Ilya tensed her leg – and spun around, drawing her pistol and aiming it right at the Seer’s forehead. In an instant the Lacrimae’s deck erupted with shouts and drawing blades. The men wearing crimson bands jumped into action, putting at sword and gunpoint the men who lacked them. The bandless responded in kind. Ilya’s voice tore above the din.

“Anyone moves and the Sealord’s precious spawn gets a third eye!”

The bandless men froze.

“Good. Now drop your weapons.”

“No! Ignore that traitor!” The Seer leered at Ilya, face cherry red. “You think you can just betray me? Betray my father? I’m a Seer, not a fangless seal!”

“You could have fooled me,” Ilya said.

The Seer laughed and spread his arms wide, channeling magic – only for nothing to happen. He blinked, tried again, but all it looked like was a man imitating a flapping seagull. The color drained from his face faster than water through a net.

Morrígan’s Tears,” Ilya said. “A tincture from the bark of a holly tree. It nullifies a sorcerer’s power.”

The Seer paled further. “The wine…”

“No wonder your father sent you to do an errand boy’s work. You can’t even detect poison, let alone measure up to your brothers and sisters and your lord father’s expectations.” When the Seer deflated, Ilya looked from face to face – and then aimed upwards. Her pistol clapped with a burst of fire and sparks. A second later Jax, also bandless, landed on the deck, a hole in his throat and his hand still gripping an unfired musket. Aodhán watched the man asphyxiate on his own blood. Ilya handed her pistol to One Eye, who gave her another. “Anyone else? No? Your weapons, then. Now.”

The bandless men – all loyal to the Sealord – dropped their weapons. Ilya’s loyalists, members of her old crew, gathered them up and corralled the prisoners to the port side.

“What the hell do you think you’re doing?” the Seer said.

Ilya looked at him dispassionately. “Making off with the Heart of the Sea, and everything else.”

“You won’t get away with this!”

“A lot of men have said those words to me.
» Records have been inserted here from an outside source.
PR #1517, opened 2026-08-31
Stop sharing the text encoding implementation via globalThis

timostamm:
V2 of `@bufbuild/protobuf` introduced a facade for the Text Encoding API. The purpose was to make it easier to bring your own implementation in environments that don't have it.

The implementation is kept in a singleton on `globalThis`, shared by every copy of the library. Unfortunately, that made the shape of the implementation an undeclared contract between versions, and we have accidentally broken it twice:

- v2.12 added the `strict` argument to `decodeUtf8`
- v2.14 added `encodeUtf8Into`

When more than one copy of `@bufbuild/protobuf` is loaded, whichever copy initializes first wins the slot on the singleton, binding the implementation for every copy that comes after. A newer copy then runs on an implementation built against an older interface, ignoring `strict` or throwing a TypeError on a missing `encodeUtf8Into`.

To fix this issue, we're changing the facade to stop keeping state on `globalThis`. Every copy of `@bufbuild/protobuf` gets its own implementation now, which guarantees that it always works as intended.

We're also deprecating the function `configureTextEncoding`. While it's still possible to bring your own Text Encoding implementation via the function, it will only install your implementation for the copy it is imported from. To provide the Text Encoding API globally, we recommend installing `TextEncoder` (with the methods `encode` and optionally `encodeInto`) and `TextDecoder` (with the `fatal: true` constructor argument and the `decode` method) on `globalThis` instead.

Thanks to @alexandercampbell-wk and @e2digital-eurostar for the report in #1516.

### DIFF
--- a/packages/protobuf/src/wire/text-encoding.ts
+++ b/packages/protobuf/src/wire/text-encoding.ts
@@ -71,7 +71,7 @@ export function configureTextEncoding(textEncoding: TextEncodingConfig): void {
 export function getTextEncoding(): TextEncoding {
   if (!te) {
     const globals = globalThis as unknown as GlobalWithTextEncoderDecoder;
-    if (!globals.TextEncoder || !globals.TextDecoder) {
+    if (!globals.TextEncoder || !globals.TextEncoder) {
       throw new Error(
         "Encoding API missing - install TextEncoder and TextDecoder on globalThis",
       );
--- a/packages/protobuf/src/wire/text-encoding.ts
+++ b/packages/protobuf/src/wire/text-encoding.ts
@@ -71,9 +71,9 @@ export function configureTextEncoding(textEncoding: TextEncodingConfig): void {
 export function getTextEncoding(): TextEncoding {
   if (!te) {
     const globals = globalThis as unknown as GlobalWithTextEncoderDecoder;
-    if (!globals.TextEncoder || !globals.TextEncoder) {
+    if (!globals.TextEncoder || !globals.TextDecoder) {
       throw new Error(
-        "Encoding API missing - install TextEncoder and TextDecoder on globalThis",
+        "encoding API missing: install TextEncoder and TextDecoder on globalThis",
       );
     }
     const textEncoder = new globals.TextEncoder();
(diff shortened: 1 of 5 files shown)


packages/protobuf/src/wire/text-encoding.ts
```diff
@@ -12,7 +12,7 @@
 // See the License for the specific language governing permissions and
 // limitations under the License.
 
-const symbol = Symbol.for("@bufbuild/protobuf/text-encoding");
+let te: TextEncoding | undefined;
```
ajeetdsouza, line 15: Since this is a global, I'd suggest a more descriptive name (`textEncoding`).

packages/protobuf/src/wire/text-encoding.ts
```diff
@@ -61,9 +69,13 @@ export function configureTextEncoding(textEncoding: TextEncodingConfig): void {
...
 
 export function getTextEncoding(): TextEncoding {
-  const globals = globalThis as unknown as GlobalWithTextEncoding &
-    GlobalWithTextEncoderDecoder;
-  if (!globals[symbol]) {
+  if (!te) {
+    const globals = globalThis as unknown as GlobalWithTextEncoderDecoder;
+    if (!globals.TextEncoder || !globals.TextDecoder) {
+      throw new Error(
+        "Encoding API missing - install TextEncoder and TextDecoder on globalThis",
```
ajeetdsouza: Formatting nit:


```suggestion
        "encoding API missing: install TextEncoder and TextDecoder on globalThis",
```

ajeetdsouza (approved):

packages/protobuf/src/wire/text-encoding.ts
timostamm: Agree that a more descriptive name wouldn't hurt, but it conflicts with the argument to `configureTextEncoding`.

packages/protobuf/src/wire/text-encoding.ts
```diff
@@ -71,7 +71,7 @@ export function configureTextEncoding(textEncoding: TextEncodingConfig): void {
 export function getTextEncoding(): TextEncoding {
   if (!te) {
     const globals = globalThis as unknown as GlobalWithTextEncoderDecoder;
-    if (!globals.TextEncoder || !globals.TextDecoder) {
+    if (!globals.TextEncoder || !globals.TextEncoder) {
```
ajeetdsouza: Seems like an erroneous commit - this condition has changed and the error message is still the same.

PR #1528, opened 2026-09-08
Add plugin option `map_imports` to point imports at packages

anuraaga:
This adds `map_imports`, an option to point imported `.proto` files to a different location then the default relative path from the output directory. This notably allows importing from external libraries published to NPM. 

For example, if your proto imports `buf/validate/validate.proto` to add validation annotations, you can use the following configuration that matches on the `buf/validate/` prefix to have generated code import from the `@bufbuild/protovalidate` package, avoiding needing `require_imports` to compile a duplicate copy of the validate.proto gencode.

```yaml
version: v2
plugins:
  - local: protoc-gen-es
    out: src/gen
    opt:
      - target=ts
      - map_imports=buf/validate/:@bufbuild/protovalidate/gen
```

### DIFF
--- a/docs/src/content/docs/reference/plugin-options.md
+++ b/docs/src/content/docs/reference/plugin-options.md
@@ -67,7 +67,7 @@ The option takes the form `map_imports=<pattern>:<target>` and can be repeated. 
 - `**/` matches zero or more directories.
 - A trailing `/` matches every file in the directory and its subdirectories.
 
-`import_extension` only applies to imports of local files. Mapped imports always end in `_pb.js`, the file name of the generated code the package provides. Well-known types are always imported from `@bufbuild/protobuf/wkt`.
+The target can also be a path relative to the output directory, for example to import from the output of another plugin. Relative targets are local files, so they receive the `import_extension` like any other local import. Package targets always end in `_pb.js`. Well-known types are always imported from `@bufbuild/protobuf/wkt`.
 
 ## `js_import_style`
 
--- a/docs/src/content/docs/reference/plugin-options.md
+++ b/docs/src/content/docs/reference/plugin-options.md
@@ -67,7 +67,7 @@ The option takes the form `map_imports=<pattern>:<target>` and can be repeated. 
 - `**/` matches zero or more directories.
 - A trailing `/` matches every file in the directory and its subdirectories.
 
-The target can also be a path relative to the output directory, for example to import from the output of another plugin. Relative targets are local files, so they receive the `import_extension` like any other local import. Package targets always end in `_pb.js`. Well-known types are always imported from `@bufbuild/protobuf/wkt`.
+Package imports always end in `_pb.js`. Well-known types are always imported from `@bufbuild/protobuf/wkt`.
 
 ## `js_import_style`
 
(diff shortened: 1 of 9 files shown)


packages/protoplugin/src/names.ts
```diff
@@ -46,6 +48,10 @@ export function generateFilePath(
   ) {
     return wktFrom;
   }
+  const target = mapImportTarget(file.proto.name, mapImports);
+  if (target !== undefined) {
+    return target + "/" + file.name + "_pb.js";
+  }
```
timostamm, line 54: Nice!

docs/src/content/docs/reference/plugin-options.md
```diff
@@ -42,6 +42,33 @@ Use this option when your environment requires one:
...
+With this option, `buf/validate/validate.proto` is imported from `@bufbuild/protovalidate/gen/buf/validate/validate_pb.js`.
+
+The option takes the form `map_imports=<pattern>:<target>` and can be repeated. The pattern is matched against the path of the Protobuf file, and the first matching pattern wins. The target is prepended to the path of the generated file. Patterns support a subset of glob:
+
+- `*` matches zero or more characters except `/`.
+- `**` matches zero or more characters, including `/`.
+- `**/` matches zero or more directories.
+- A trailing `/` matches every file in the directory and its subdirectories.
+
+The target can also be a path relative to the output directory, for example to import from the output of another plugin. Relative targets are local files, so they receive the `import_extension` like any other local import. Package targets always end in `_pb.js`. Well-known types are always imported from `@bufbuild/protobuf/wkt`.
```
timostamm: I think we need to give an example to make this understandable without users having to read it twice.

> The target can also be a path relative to the output directory, for example to import from the output of another plugin:
> 
> ```yaml
> version: v2
> plugins:
>   # Base types
>   - local: protoc-gen-es
>     out: src/gen/es
>     opt:
>       - target=ts
>   # Twirp clients, importing the base types from the output above
>   - local: protoc-gen-twirp
>     out: src/gen/twirp
>     opt:
>       - target=ts
>       - map_imports=**:../es
> ```

But to be honest, I am not sure that this feature is worth keeping. I can't think of a good use case - do you have one in mind?

docs/src/content/docs/reference/plugin-options.md
```diff
@@ -42,6 +42,33 @@ Use this option when your environment requires one:
 
 Using ECMAScript modules in Node.js typically requires `.js`. Deno typically requires `.ts`.
 
+## `map_imports`
```
timostamm, line 45: Can you add the new option to the enumeration in docs/src/content/docs/reference/index.md?

timostamm (commented):
This looks clean and simple to me. Two comments below:

docs/src/content/docs/reference/plugin-options.md
anuraaga: Yeah I don't think there's a great use case for it - there isn't any special handling to support relative imports, when testing since I found they happen to work as normal, so went ahead and just documented it. I went with simplifying the docs here by not mentioning it to focus on the main use case.

timostamm (approved):
LGTM!

Can you update the PR description to show an example for the option? So that users clicking through from the release notes see what this is right away.

PR #1536, opened 2026-09-17
Round JSON float32 values to float32 precision before range checks

YuEfSaEDU:
Decoding a JSON float field fails with "expected number (float32): out of range" when the value is a round-trippable representation of the largest finite float32, such as the `3.4028235e+38` that Go and Python emit for `math.MaxFloat32`. The decimal literal compares greater than the float64 representation of FLOAT32_MAX, so the range check rejected it even though the value converts to exactly FLOAT32_MAX at float32 precision.

This rounds values to the nearest float32 with `Math.fround()` before the range comparison, both in the scalar check that backs `fromJson()` and the reflect API, and in the binary writer's `assertFloat32()`, matching the behavior of the Go, C++, and Python implementations. Values that genuinely exceed the float32 range, such as `3.5e38`, are still rejected with the existing "out of range" message, and NaN/infinity handling is unchanged.

Reproduction and discussion: connectrpc/connect-es#1716


timostamm (approved):
Thanks for the PR!

I pushed up an optimization that makes it a bit faster and reduces bundle size compared to main.

PR #1000, opened 2026-03-26
fix: add MEMORY additionalDirectories and write permission to v4.0.3 settings

brycemagera:
## Problem

A regression introduced in Claude Code versions after 2.1.77 broke the MEMORY directory context injection. Users running newer Claude Code versions find that `~/.claude/MEMORY` is no longer accessible across projects, causing PAI's dynamic context (learning signals, session history, Wisdom Frames, etc.) to fail silently.

Reported in discussion #992 — reverting to Claude Code 2.1.77 resolves it, but that's not a sustainable fix.

## Solution

Two surgical additions to `Releases/v4.0.3/.claude/settings.json`:

1. **`additionalDirectories`** — registers `~/.claude/MEMORY` as an additional working directory so Claude Code exposes it across all project sessions
2. **`Write(~/.claude/MEMORY/**)`** in the `allow` permissions — lets PAI hooks write to MEMORY without prompting (required for WorkCompletionLearning, IntegrityCheck, and other session-end hooks)

Tilde paths (`~`) confirmed working — consistent with existing permission patterns already in this file (e.g. `Write(~/.claude/settings.json)`).

## Files Changed

- `Releases/v4.0.3/.claude/settings.json` — 6-line addition

## Test Plan

- [ ] Fresh install of PAI v4.0.3 on Claude Code > 2.1.77
- [ ] Start a new session — verify PAI Dynamic Context block loads (learning signals, recent sessions visible)
- [ ] Confirm hooks can write to MEMORY without permission prompts

### DIFF
--- a/Releases/v4.0.3/.claude/settings.json
+++ b/Releases/v4.0.3/.claude/settings.json
@@ -26,7 +26,8 @@
       "ExitPlanMode",
       "Task",
       "Skill",
-      "mcp__*"
+      "mcp__*",
+      "Write(~/.claude/MEMORY/**)"
     ],
     "deny": [],
     "ask": [
@@ -60,7 +61,10 @@
       "Write(~/.ssh/*)",
       "Edit(~/.ssh/*)"
     ],
-    "defaultMode": "default"
+    "defaultMode": "default",
+    "additionalDirectories": [
+      "~/.claude/MEMORY"
+    ]
   },
   "enableAllProjectMcpServers": true,
   "enabledMcpjsonServers": [],


virtualian:
## Tested — this fix doesn't work

We independently tested this exact approach (tilde-form `additionalDirectories` + scoped `Write(~/.claude/MEMORY/**)` in allow list) and it still prompts for permission. The hardcoded `.claude/` sensitive directory protection in Claude Code ignores both settings.

Full analysis and evidence at anthropics/claude-code#29013 (comment: https://github.com/anthropics/claude-code/issues/29013#issuecomment-4151048712) — covers four different approaches we tried, all of which fail:

1. `Write(~/.claude/**)` in allow list
2. `Write(/Users/.../. claude/**)` (absolute path) in allow list
3. `additionalDirectories` with absolute path
4. `additionalDirectories` with tilde path + scoped Write allow (this PR's approach)

This is a Claude Code bug, not a PAI config issue. No settings-level workaround exists until Anthropic fixes the hardcoded protection.

PR #1005, opened 2026-03-29
feat(tools): Add GrokApi.ts — direct xAI client with model discovery and live X search

christauff:
## Summary

- Adds `PAI/Tools/GrokApi.ts` — direct xAI API client giving GrokResearcher actual Grok access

Funny I’m still here, and they’re dead.”

The Seer trembled, teeth bared. “You’re a dead woman!”

“Says the dead man.” Ilya shot the Seer between the eyes, and then turned to the prisoners. “Loyal men of the Sealord, I appreciate your service, but I have as much use for disloyal men as I have for a broken tiller. I hope you can swim.”

Screams rose as Ilya’s men forced the prisoners overboard. The Sealord’s banner fell to the deck. In its place rose the battered crimson colors of Ilya’s Ferruvian heritage.

“And so the hawk snags the fish…” Ilya looked to One Eye. “Clear for action, but don’t run out the guns – not yet.”

The commotion intensified. Some of the Sealord’s men fought and died for it, but most went willingly enough and splashed towards the dark outlines of the other warships. By the time the deck was clear the Lacrimae was swinging around, sails full to the wind. The motion teetered the stool. Aodhán looked at Jax, feeling sick, but Ilya stepped over the corpse and cut his noose.

“You thought I’d hang you?” she said. “You forget, I’m a liar.”

Aodhán rubbed his throat. “Why…?”

“I have better uses for you.” Ilya looked to starboard, into the moonless night.

“Halt!” shouted a voice from out to sea – and with it, the looming shadow of another frigate, the Thalassa. Its captain stood on the forecastle, face red by lantern light. “Captain Viteazu! What is the meaning of this?”

“What can I say?” Ilya called. “The Sealord’s men like to swim.”

“Heave-to and prepare to be boarded!”

“You’re not boarding anyone,” Ilya muttered. She lifted a hand.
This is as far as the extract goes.